# Clock info and where to get it serviced in London



## Chinny (Dec 6, 2015)

Hi, New to the world of clocks and asking for a bit of info.

The limited history I know of it is it was previously my grandmothers but she did get it second hand when in Australia. Would anyone know anything further about the clock?

At the bottom of the face it what looks to say Made in USA although the letters are worn after Made i.... so I may be wrong in that.

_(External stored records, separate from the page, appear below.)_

PR #3877, opened 2016-11-16
Ensure events are first thing loaded by thread page

gdpelican:
Currently events are being loaded after the active proposal, previous proposal page, tags, etc, which is delaying the perceived load time of the page by ~500ms. This makes it so that events are the first query to go out after the thread itself is loaded.


gdpelican:
I've added a loading content thingy to this branch, which looks like this:

screen shot 2016-11-21 at 12 36 53 pm

PR #4124, opened 2017-05-29
Don't serialize motions with discussions

gdpelican:


gdpelican:
Will revisit this with more robust approach to removing motions soon

PR #4252, opened 2017-08-13
full login specs, token expiry to 30 mins, find verified on login

robguthrie:


app/models/login_token.rb
```diff
@@ -1,7 +1,7 @@
 class LoginToken < ActiveRecord::Base
   belongs_to :user, required: true
   has_secure_token :token
-  EXPIRATION = ENV.fetch('LOGIN_TOKEN_EXPIRATION_MINUTES', 15)
+  EXPIRATION = ENV.fetch('LOGIN_TOKEN_EXPIRATION_MINUTES', 30)
```
gdpelican: Can we also replace the line in the login token email so it says 'This token will expire in 30 minutes' instead of 'this token will expire at a time that's never right?'

robguthrie: yes

PR #4272, opened 2017-08-24
Migrate cv to reaction

gdpelican:


gdpelican:
@robguthrie This is good to go but need to think about how we do the migration properly. Think you could run it on your prod DB to see how long it takes currently?

PR #4286, opened 2017-09-02
Usage reporting

robguthrie:


app/controllers/api/usage_reports_controller.rb
```diff
@@ -0,0 +1,11 @@
+class API::UsageReportsController < ActionController::Base
+  def create
+    UsageReport.create!(params[:usage_report]) if ENV['HOSTED_BY_LOOMIO']
```
gdpelican: This line makes me think that this wants to go into the loomio org plugin.

But actually there's a helper method in ApplicationController called `hosted_by_loomio?` which gets overridden (from 'false' to 'true' by the org plugin, so maybe that's the way to go? Just want to minimize the ways that we check for loomio.org.

```
UsageReport.create(params) if hosted_by_loomio?
```

app/extras/clients/loomio.rb
```diff
@@ -0,0 +1,15 @@
+class Clients::Loomio < Clients::Base
+  def send_usage_report!(usage_report)
+    post "usage_reports", params: { usage_report: usage_report }
```
gdpelican: Yay, great stuff!

db/migrate/20170901005004_usage_reports.rb
```diff
@@ -0,0 +1,17 @@
...
+    create_table :usage_reports do |t|
+      t.integer :groups_count
+      t.integer :users_count
+      t.integer :discussions_count
+      t.integer :polls_count
+      t.integer :comments_count
+      t.integer :stances_count
+      t.integer :reactions_count
+      t.integer :visits_count
+      t.string  :canonical_host
```
gdpelican: I think we're likely going to want to index on canonical_host (so that we can search by host name), or alternatively assign a site_id integer to each unique canonical host for easy lookup / graphs over time etc.

app/services/usage_report_service.rb
```diff
@@ -0,0 +1,15 @@
+class UsageReportService
+  def self.send
+    return if ENV['DISABLE_USAGE_REPORTING']
+    Clients::Loomio.new.send_usage_report!({
+      groups_count: Group.count,
```
gdpelican: Seems like we're missing a field or two here, support_email? reactions_count? Would be good to have the schema match the report that's sent over to start

app/controllers/api/usage_reports_controller.rb
```diff
@@ -0,0 +1,11 @@
...
+    head :ok
+  end
+
+  private
+  def params
+    request.parameters
```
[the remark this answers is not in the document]
robguthrie: We need this to bypass strong_parameters, which I don't want to have to define for this.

Also does anyone have any recommendations on a place in London to get the clock serviced? While the clock does run, it doesn't last more then 1 day or so since its trip over from the land of Oz and the last service was sometime between 1995-98 so probably due for anther by now.





Thanks


----------



## vinn (Jun 14, 2015)

welcome to the watch and clock forum. we don't see many of those clocks that are made on the land of OZ. - vinn


----------



## simon2 (Dec 5, 2010)

vinn said:


> welcome to the watch and clock forum. we don't see many of those clocks that are made on the land of OZ. - vinn


 I could service it for you. New mainsprings, bush as nec. would have to see it first.


----------



## vinn (Jun 14, 2015)

thank you Simon. welcome to the forum. the above statement was made around Christmass time. lord knows what i was thinking then. vinn


----------



## Guest (Aug 15, 2016)

Chinny was last here on December 10, 2015, I don't expect that he's a very active member and probably won't read this post.


----------